The most interesting finding in this study is the remarkable stimulation of ovalbumin and ovocalyxin mRNA expression in the magnum and shell gland, respectively, by cGH. This strongly indicates the participation of GH in the control of chicken oviduct secretory activity and supports the proposal of Donoghue et al. (1990) that GH is involved in eggshell formation. The mentioned authors have also observed the increased shell thickness of eggs laid by hens injected with exogenous GH near the end of the egg-laying period. Unfortunately, no ovocalyxin 32 or 36 antibodies are available, making it impossible to examine ovocalyxins at the protein level. However, our current data provide new insights for the development of strategies to improve eggshell characteristics, since ovocalyxin-32 is a candidate marker for eggshell traits in the development of such strategies in commercial layer populations (Takahashi et al. 2010).
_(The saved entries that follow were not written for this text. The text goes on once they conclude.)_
PR #99, opened 2018-03-13
Added framework to support metrics for bookkeeper

abhishekdas99:


rubix-spi/src/main/java/com/qubole/rubix/spi/CacheConfig.java
```diff
@@ -69,6 +69,9 @@
     private static String diskReadBufferSizeConf = "hadoop.cache.data.disk.read.buffer.size";
     public static String socketReadTimeOutConf = "hadoop.cache.network.socket.read.timeout";
     private static String diskMonitorIntervalConf = "hadoop.cache.disk.monitor.interval";
+    private static String enableMeticsConf = "hadoop.cache.data.metrics.enabled";
```
vrajat: Should the namespace be something in rubix ?

pom.xml
```diff
@@ -49,10 +49,12 @@
         <commons-httpclient.version>3.0.1</commons-httpclient.version>
         <dep.hadoop1.version>1.2.0</dep.hadoop1.version>
         <dep.hadoop2.version>2.6.0</dep.hadoop2.version>
+        <dep.dropwizard.version>3.1.0</dep.dropwizard.version>
     </properties>
 
     <modules>
         <module>rubix-spi</module>
+        <module>rubix-common</module>
```
vrajat: Can you point to resources that you used to learn about codahale and come up with this way of adding dropwizard metrics ? Is there a doc in dropwizards-metrics project or did you copy the style from another project ? HS2 probably ?

vrajat: Another generic comment. Can you add a new page in docs to document these metrics ? Similar to http://docs.qubole.com/en/latest/user-guide/presto/presto-system-metrics.html

This can be a basic doc page right now that just list the metrics. We can build it out incrementally. I suggest you start a new section - `Admin Guide`(Right now there are `Rubix` and `Installation Guide` sections). Under that start a sub-section `Metrics`. With this PR, it should contain a list of metrics you've added. No need of descriptions etc right now. Also put a warning that the page is under construction in parentheses.

vrajat: I am used to the pattern suggested http://metrics.dropwizard.io/3.1.0/getting-started/ and in http://metrics.dropwizard.io/3.1.0/getting-started/#reporting-via-jmx

rubix-bookkeeper/src/main/java/com/qubole/rubix/bookkeeper/BookKeeperServer.java
```diff
@@ -68,11 +69,35 @@ public void run()
...
+            public void run()
+            {
+                String shutdownMsg = "Shutting down BookKeeperServer.";
+                log.info(shutdownMsg);
+                try {
+                    MetricsFactory.close();
+                }
+                catch (Exception e) {
+                    log.error("Error in closing MetricsFactory : " + e.getClass().getName() + " "
+                    + e.getMessage(), e);
```
jordanw-bq: Do we have a standard for whether to use `String.format()` over concatenation like this?

rubix-spi/src/main/java/com/qubole/rubix/spi/CacheConfig.java
jordanw-bq: There's also a typo here. `metics` -> `metrics`

rubix-spi/src/main/java/com/qubole/rubix/spi/CacheConfig.java
```diff
@@ -69,6 +69,9 @@
...
+    private static String meticsClassConf = "hadoop.cache.data.metrics.class";
```
jordanw-bq: Typo here as well.

rubix-spi/src/main/java/com/qubole/rubix/spi/CacheConfig.java
```diff
@@ -69,6 +69,9 @@
...
+    private static String metricsRepotersConf = "hadoop.cache.data.metrics.reporters";
```
jordanw-bq: Should be `metricsReporters`

jordanw-bq:
The new classes being added here only have a 2 space indent. We should match the indentation of the rest of the project (4 spaces)

abhishekdas99:
We are planning to use 2 space indent. We have to go back and change the indent from 4 space to 2 space of the older files.

stagraqubole:
We should also write a script to get the collated view of these metrics across the cluster. Presto provides extracting jvm metrics from all nodes and show them in a single view which makes it easier to track these metrics, something similar for bookkeeper metrics would be really helpful

pom.xml
vrajat: I am confused by the pattern and the need for `Metrics`, `CodahaleMetrics` and `MetricsFactory` class. This is the pattern I've seen and consistently used:

In the main class - for example - `MetricsApplication.java`:

    class Main {
        final MetricRegistry metrics;
        final EventsController eventsController; // This is the object that is instrumented with metrics
    
        Main() {
            metrics = new MetricsRegistry();
            eventsController =
                    new EventsController(metrics);
        }
 
        void run() {
             ....
        }
    }

   
In a class that generates metrics - for example `EventsController.java`
 
    public class EventsController {
        public final Counter networkExceptions;
        public final Counter cloudfrontHits;
        public final Gauge queueSize;
        public final Counter rejectedExecutionExceptions;
        public final Histogram eventSizes;

        public EventsController(MetricRegistry metrics) {
            networkExceptions = metrics.
                counter(name(EventsController.class, "network-exceptions"));
            cloudfrontHits = metrics.
                counter(name(EventsController.class, "cloudfront-hits"));

            queueSize = metrics.
                register(MetricRegistry.name(EventsController.class, "queue-size"),
                (Gauge<Integer>) () -> arrayBlockingQueue.size());

             rejectedExecutionExceptions = metrics.
                counter(name(EventsController.class, "rejected-exceptions"));

            eventSizes = metrics.histogram(name(EventsController.class, "event-sizes"));
        }

This will remove the need for `MetricFactory`, `Metrics` and `Codahale Metrics`. It will also remove the need for registration as that happens right at the beginning as well as locks. AFAIK codahale metrics are thread safe.

The reporter should also be started in the main class. The reporter should filter metrics using a `MetricsFilter`. Example below:

    final SignalFxReporter signalfxReporter = new SignalFxReporter.Builder(
                            metrics,
                            authToken
                    ).setFilter(new MetricFilter())
                     .setMetricMetadata(metricMetadata)
                     .build();

     signalfxReporter.start(60, TimeUnit.SECONDS);

rubix-spi/src/main/java/com/qubole/rubix/spi/CacheConfig.java
vrajat: Let us try to start a trend of having complete PRs. Along with code, a PR should have tests (unit and other types if required) and doc. By this rule, 
- the configuration parameter
- list of metrics
- JMX access

should be documented as part of this feature. Let us use correct names going forward and document them. Then we wont increase the backlog. 
For documentation - configuration and metrics, start a page and create a simple list. We can build it out as we go.

pom.xml
```diff
@@ -49,10 +49,12 @@
         <commons-httpclient.version>3.0.1</commons-httpclient.version>
         <dep.hadoop1.version>1.2.0</dep.hadoop1.version>
         <dep.hadoop2.version>2.6.0</dep.hadoop2.version>
+        <dep.dropwizard.version>3.1.0</dep.dropwizard.version>
```
vrajat: Is it possible to use the latest ? `v4.0.0`

pom.xml
abhishekdas99: 1. The main point of creating Metrics interface and Codahale Metrics class is to have loose coupling. You can have other metrics implementation and that can be set as you metrics by setting this "hadoop.cache.data.metrics.class" to your implementation. 

In the implementation you have suggested have direct reference of CodahaleMetrics in the BookKeeper module which we want to avoid. 

2. The reporter is initialized in the initialization of CodahaleMetrics which gets invoked from the main class. The main reason of doing this is the reporters are specific to metrics implementation. For example, we have in this case  JmxReporter from com.codahale.metrics.JmxReporter.

rubix-common/src/main/java/com/qubole/rubix/common/MetricsConstant.java
```diff
@@ -0,0 +1,38 @@
...
+/**
+ * Created by Abhishek on 2/15/18.
+ */
+public final class MetricsConstant
+{
+  private MetricsConstant()
+  {
+  }
+
+  public static final String CACHED_READ_BYTES = "cached_read_bytes";
```
vrajat: dotted convention is the standard. So this one should be something like `bookkeeper.cachedReadBytes`

Also there is a helper function - `MetricRegistry.name(QueueManager.class, "jobs", "size")` I am not a fan of metrics with fully qualified class name in them. Too verbose. 

We can standardize on `daemon.metricUnit`

abhishekdas99: Will make the change. So we are going to rename cached_read_bytes to cachedReadBytes.

pom.xml
jordanw-bq: Should we document these on the repository's wiki as well?

abhishekdas99: We are going to update that as well

vrajat:
Superseded by a separate design.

The wide range of the physiological effects of GH, including metabolism regulation, immune response, cell migration, proliferation, prevention of cell death and gene transcription (Pilecka et al. 2007; Sirotkin 2005; Harvey 2010), are the results of its direct action via GH receptors localized in target cells or of its indirect action via insulin-like growth factors (IGFs). Thus, some actions of GH in chicken oviduct might be mediated at least in part by IGFs. This suggestion is supported by the finding that, in adult female chickens, exogenous GH treatment markedly increases plasma concentrations of IGF-I and IGF-binding proteins (Scanes et al. 1999). In primary cultures of quail oviduct cells, an elevation of ovalbumin synthesis by IGF-1 in cooperation with oestrogen has been reported (Kida et al. 1995). GH might also induce oestrogen receptors and, in this way, regulate chicken oviduct functions. Of pertinence, a study has demonstrated the direct action of GH on the rat liver leading to an increase oestrogen receptor expression (Freyschuss et al. 1994). Furthermore, the involvement of GH in the regulation of oestrogen sensitivity of the vitellogenic response in the liver of male and female turtles has also been revealed (Ho et al. 1982). Moreover, GH might also exert its effect in the chicken oviduct through autocrine and/or paracrine mechanisms, as has been strongly suggested in other chicken reproductive tissues, i.e. in the ovary (Hrabia et al. 2008, 2011, 2012; Ahumada-Solórzano et al. 2012) and testis (Harvey et al. 2004; Luna et al. 2004; Martínez-Moreno et al. 2011) in which GH is locally produced and exerts several physiological effects. Although no information is yet available as to whether GH is synthesized in the avian oviduct, this possibility is highly likely.

In conclusion, taking into consideration the present results, we suggest that GH, via the orchestration of apoptosis and the expression of some oviduct-specific proteins, participates in the development and activity of the chicken oviduct prior to the onset of egg laying.